Préambule. Mon amour-tornade vit quelques mois dans une ville hollandaise. Je me suis dit que je pourrais bien pédaler jusqu’à chez elle. J’ai préparé un itinéraire avec chaque soir des amis pour m’accueillir. Mon tracé initial fait 1600 kilomètres, avec dix étapes et sans doute une ou deux petites liaisons en train, voire plus selon la météo et la forme. Départ : Marseille. Puis St-Saturnin-lès-Apt ; Chabrillan ; Lyon ; Annecy ; Chalon-sur-Saône ; Chaumont ; Saron-sur-Aube ; Reims ou Cambrai ; Bruxelles. Et enfin, arrivée : Nijmegen.

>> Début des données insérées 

PR #532, opened 2019-06-25
Feat/ota 2666/garage tools mutual tls

patrickvacek:
Depends on ~~https://github.com/advancedtelematic/aktualizr/pull/1243~~ https://github.com/advancedtelematic/aktualizr/pull/1288.


patrickvacek:
Confirmed via manual testing that this fixes the bug with the `403 Forbidden` from garage-push.

PR #533, opened 2019-07-01
OTA-2488: Remove SOTA_SECONDARY_CONFIG_DIR configuration variable 

mike-sul:
Alignment with changes in this PR https://github.com/advancedtelematic/aktualizr/pull/1246

Signed-off-by: Mike Sul <ext-mykhaylo.sul@here.com>


mike-sul:
@patrickvacek @lbonn Let's decide what to do with it.

README.adoc
```diff
@@ -104,7 +104,7 @@ Your images will also need network connectivity to be able to reach an actual OT
...
 * `SOTA_CLIENT_FEATURES` - extensions to aktualizr. The only valid options are `hsm` (to build with HSM support) and `secondary-network` (to set up a simulated 'in-vehicle' network with support for a primary node with a DHCP server and a secondary node with a DHCP client).
-* `SOTA_SECONDARY_CONFIG_DIR` - a directory containing JSON configuration files for virtual secondaries on the host. These will be installed into `/etc/sota/ecus` on the device and automatically provided to aktualizr.
+* `SOTA_SECONDARY_CONFIG` - a file containing JSON configuration for secondaries. It will be installed into `/etc/sota/ecus` on the device and automatically provided to aktualizr. See link:https://github.com/advancedtelematic/aktualizr/blob/master/docs/posix-secondaries-bitbaking.adoc[here] for more details.
```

Je pars léger, avec mon vélo de course, engin en carbone, une selle cuir bien rodée, une sacoche de guidon et une grosse sacoche de selle. Mon équipement : des barres céréales, un multi-outils, un petit chiffon, un kit de réparation, une chambre à air et une mini-pompe, un antivol léger, un appareil photo, un baladeur, un téléphone, une paire de lunette de soleil, un k-way gore tex, une paire de mitaines, mon Opinel, un crayon, un feutre, cinq exemplaires du À Trois Formes Vives et un Article11 n°12, un bouquin de Despentes à offrir à Hélène, deux maillots jersey, un cuissard, une paire de chaussure de vélo, une paire de vans, un pantalon, une chemisette, un marcel, un pull en laine, un sous-vêtement chaud, trois paires de soquettes, deux caleçons, une serviette compact, une brosse à dent offerte, des cachetons de paracétamol et d'ibuprofène, un pansement, un sac à viande en soie, un stick à lèvre, une huile de massage pour les articulations, quatre premières cartes de région Michelin, les billets de train pour le retour, un porte-monnaie, trois câbles pour mes appareils électroniques, mes clés, deux gourdes, une frontale et un petit phare clignotant arrière, un casque. Pas de compteur, pas de bouquin, pas de cahier. Je dois arriver à un truc comme 16 kilos.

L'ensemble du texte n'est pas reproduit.